About this task - Please list all lines of the material below in which the string "needs" occurs.

Supplied data -

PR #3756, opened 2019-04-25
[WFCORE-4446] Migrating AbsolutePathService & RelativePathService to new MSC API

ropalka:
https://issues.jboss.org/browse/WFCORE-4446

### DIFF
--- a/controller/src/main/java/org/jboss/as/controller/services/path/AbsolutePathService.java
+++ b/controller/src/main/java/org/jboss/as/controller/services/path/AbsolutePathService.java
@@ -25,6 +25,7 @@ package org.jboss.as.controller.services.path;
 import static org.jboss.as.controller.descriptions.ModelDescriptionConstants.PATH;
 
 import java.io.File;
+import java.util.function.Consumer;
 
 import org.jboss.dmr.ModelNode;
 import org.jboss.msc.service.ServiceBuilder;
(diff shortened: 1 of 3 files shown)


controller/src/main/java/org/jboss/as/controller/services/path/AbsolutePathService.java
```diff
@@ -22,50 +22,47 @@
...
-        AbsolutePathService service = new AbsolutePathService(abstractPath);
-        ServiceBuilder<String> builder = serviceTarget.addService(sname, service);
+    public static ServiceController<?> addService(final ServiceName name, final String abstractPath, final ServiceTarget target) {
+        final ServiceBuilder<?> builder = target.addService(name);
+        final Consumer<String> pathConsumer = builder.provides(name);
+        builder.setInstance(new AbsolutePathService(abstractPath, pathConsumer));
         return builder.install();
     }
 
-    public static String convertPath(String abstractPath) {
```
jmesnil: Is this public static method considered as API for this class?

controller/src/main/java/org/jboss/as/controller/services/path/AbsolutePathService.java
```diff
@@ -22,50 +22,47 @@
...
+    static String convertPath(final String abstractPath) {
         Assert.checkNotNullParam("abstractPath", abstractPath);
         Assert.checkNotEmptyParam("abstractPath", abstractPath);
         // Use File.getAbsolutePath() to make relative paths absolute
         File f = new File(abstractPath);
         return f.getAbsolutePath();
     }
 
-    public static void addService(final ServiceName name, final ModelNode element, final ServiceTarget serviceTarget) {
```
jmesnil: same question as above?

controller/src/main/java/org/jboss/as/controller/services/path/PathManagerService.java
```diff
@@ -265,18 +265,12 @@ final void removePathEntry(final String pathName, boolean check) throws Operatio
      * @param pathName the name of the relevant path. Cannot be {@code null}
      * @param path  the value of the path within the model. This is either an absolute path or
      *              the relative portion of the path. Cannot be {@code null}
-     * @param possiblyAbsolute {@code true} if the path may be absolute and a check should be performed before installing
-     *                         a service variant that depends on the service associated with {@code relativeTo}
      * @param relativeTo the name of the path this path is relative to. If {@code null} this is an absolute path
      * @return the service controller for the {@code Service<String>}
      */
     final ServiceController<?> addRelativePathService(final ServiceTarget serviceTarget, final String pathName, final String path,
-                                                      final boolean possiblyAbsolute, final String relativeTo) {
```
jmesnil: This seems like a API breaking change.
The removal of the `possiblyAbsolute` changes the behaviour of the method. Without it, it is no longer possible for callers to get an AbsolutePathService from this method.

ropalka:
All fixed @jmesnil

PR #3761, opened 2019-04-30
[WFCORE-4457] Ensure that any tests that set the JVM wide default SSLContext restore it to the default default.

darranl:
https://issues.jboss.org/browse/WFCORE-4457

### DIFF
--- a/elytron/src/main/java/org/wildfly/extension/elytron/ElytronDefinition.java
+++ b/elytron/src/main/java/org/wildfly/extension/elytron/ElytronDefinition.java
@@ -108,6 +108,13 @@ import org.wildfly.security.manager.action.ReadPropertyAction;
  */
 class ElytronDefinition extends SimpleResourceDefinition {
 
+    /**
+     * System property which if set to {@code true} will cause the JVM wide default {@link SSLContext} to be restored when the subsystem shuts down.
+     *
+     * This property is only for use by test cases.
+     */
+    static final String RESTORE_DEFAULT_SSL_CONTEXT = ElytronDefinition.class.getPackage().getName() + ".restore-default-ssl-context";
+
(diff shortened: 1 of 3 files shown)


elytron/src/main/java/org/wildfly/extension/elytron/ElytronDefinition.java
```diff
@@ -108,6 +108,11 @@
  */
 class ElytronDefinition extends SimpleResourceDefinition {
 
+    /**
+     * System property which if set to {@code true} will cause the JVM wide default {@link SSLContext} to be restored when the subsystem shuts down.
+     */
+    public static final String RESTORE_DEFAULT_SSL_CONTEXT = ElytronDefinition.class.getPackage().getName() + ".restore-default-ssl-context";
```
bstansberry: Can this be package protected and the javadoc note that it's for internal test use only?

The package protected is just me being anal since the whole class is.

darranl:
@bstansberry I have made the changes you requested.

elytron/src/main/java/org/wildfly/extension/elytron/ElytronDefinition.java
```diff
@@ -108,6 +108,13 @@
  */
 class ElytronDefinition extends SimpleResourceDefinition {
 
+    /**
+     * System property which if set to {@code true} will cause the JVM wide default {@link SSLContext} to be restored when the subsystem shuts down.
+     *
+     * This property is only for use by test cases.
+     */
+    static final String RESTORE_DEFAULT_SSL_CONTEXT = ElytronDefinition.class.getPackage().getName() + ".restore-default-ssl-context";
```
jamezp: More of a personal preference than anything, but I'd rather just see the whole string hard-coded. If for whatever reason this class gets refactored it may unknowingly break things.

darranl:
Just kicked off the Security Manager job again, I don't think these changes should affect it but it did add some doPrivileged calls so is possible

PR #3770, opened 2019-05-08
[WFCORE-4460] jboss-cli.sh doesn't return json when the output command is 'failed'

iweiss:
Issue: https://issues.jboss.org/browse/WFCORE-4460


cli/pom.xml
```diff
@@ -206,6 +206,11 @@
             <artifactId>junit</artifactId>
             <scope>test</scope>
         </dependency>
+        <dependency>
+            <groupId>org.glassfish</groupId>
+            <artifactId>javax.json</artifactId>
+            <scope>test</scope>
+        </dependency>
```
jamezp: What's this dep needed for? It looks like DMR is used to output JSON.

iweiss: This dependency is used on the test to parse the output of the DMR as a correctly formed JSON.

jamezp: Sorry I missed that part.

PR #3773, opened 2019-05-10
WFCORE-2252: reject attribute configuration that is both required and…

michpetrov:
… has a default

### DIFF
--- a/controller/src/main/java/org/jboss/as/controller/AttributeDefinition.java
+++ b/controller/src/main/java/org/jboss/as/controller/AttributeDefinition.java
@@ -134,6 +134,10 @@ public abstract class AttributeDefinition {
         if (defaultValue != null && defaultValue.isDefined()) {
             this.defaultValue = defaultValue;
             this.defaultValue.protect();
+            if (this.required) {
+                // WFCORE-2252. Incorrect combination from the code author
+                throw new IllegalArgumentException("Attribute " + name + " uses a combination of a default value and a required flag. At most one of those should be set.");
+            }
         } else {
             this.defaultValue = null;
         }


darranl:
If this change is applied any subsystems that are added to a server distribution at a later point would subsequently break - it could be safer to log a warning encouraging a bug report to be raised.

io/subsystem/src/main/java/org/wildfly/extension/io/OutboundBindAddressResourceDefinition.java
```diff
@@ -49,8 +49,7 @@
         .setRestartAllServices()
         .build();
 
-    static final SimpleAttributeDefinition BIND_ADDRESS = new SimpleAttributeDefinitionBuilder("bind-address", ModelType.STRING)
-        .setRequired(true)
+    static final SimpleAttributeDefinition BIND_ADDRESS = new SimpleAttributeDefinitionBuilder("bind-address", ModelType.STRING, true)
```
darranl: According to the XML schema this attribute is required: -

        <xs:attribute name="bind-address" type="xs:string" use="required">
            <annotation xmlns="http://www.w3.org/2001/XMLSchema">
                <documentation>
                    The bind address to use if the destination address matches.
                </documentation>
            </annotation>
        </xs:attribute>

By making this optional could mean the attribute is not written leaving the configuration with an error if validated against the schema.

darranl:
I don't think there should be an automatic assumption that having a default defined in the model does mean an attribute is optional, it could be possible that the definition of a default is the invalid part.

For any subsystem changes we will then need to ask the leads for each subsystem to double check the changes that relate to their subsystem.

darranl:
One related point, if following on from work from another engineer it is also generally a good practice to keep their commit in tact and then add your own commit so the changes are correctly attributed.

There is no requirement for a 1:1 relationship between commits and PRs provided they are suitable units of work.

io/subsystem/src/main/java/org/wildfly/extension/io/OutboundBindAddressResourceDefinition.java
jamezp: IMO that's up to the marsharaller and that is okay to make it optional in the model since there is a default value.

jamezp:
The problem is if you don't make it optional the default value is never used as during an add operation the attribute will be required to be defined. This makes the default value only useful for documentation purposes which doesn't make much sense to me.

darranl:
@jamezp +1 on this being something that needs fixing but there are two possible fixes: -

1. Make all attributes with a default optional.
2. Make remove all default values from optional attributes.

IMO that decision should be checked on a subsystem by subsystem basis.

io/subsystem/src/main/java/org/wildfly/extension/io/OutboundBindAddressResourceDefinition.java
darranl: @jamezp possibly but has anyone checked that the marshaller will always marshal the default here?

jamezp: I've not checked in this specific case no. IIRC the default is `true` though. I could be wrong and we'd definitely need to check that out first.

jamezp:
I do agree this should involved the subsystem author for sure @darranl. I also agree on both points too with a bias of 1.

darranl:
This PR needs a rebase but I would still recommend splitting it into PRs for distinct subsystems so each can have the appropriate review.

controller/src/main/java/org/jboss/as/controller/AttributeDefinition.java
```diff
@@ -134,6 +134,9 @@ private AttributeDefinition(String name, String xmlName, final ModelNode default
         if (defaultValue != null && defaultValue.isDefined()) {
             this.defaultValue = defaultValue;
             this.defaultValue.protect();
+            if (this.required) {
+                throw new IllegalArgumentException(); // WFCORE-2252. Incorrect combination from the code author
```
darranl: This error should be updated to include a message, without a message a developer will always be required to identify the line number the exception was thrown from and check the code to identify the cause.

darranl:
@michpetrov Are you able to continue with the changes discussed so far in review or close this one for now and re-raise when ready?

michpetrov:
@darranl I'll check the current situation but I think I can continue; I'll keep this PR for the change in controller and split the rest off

--

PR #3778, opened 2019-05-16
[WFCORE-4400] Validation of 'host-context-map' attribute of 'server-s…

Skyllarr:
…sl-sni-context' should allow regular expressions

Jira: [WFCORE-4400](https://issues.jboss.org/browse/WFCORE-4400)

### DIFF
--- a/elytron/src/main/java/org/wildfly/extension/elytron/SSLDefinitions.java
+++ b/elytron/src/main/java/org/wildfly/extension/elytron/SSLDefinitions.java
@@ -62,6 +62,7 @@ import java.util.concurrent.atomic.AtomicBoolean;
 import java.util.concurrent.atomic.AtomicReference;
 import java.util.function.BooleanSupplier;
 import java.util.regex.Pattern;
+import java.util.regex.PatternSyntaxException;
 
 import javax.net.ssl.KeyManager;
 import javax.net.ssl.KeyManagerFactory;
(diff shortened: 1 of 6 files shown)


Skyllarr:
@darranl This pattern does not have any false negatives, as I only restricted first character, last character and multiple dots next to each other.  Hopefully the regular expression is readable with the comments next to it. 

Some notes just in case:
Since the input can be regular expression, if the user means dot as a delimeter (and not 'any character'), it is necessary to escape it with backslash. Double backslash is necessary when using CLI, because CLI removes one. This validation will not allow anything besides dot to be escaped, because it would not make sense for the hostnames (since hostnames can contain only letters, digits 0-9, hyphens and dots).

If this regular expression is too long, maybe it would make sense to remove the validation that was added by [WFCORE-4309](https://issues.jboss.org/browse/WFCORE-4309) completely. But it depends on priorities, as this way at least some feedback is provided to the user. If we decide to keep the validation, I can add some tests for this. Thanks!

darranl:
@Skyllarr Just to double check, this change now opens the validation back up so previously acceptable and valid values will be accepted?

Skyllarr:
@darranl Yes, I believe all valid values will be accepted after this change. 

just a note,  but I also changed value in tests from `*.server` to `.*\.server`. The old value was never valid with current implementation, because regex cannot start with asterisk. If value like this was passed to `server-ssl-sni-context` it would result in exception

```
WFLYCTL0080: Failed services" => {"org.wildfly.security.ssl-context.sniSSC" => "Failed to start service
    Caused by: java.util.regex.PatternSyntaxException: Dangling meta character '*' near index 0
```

Finished exercise -
@jamezp +1 on this being something that needs fixing but there are two possible fixes: -
This PR needs a rebase but I would still recommend splitting it into PRs for distinct subsystems so each can have the appropriate review.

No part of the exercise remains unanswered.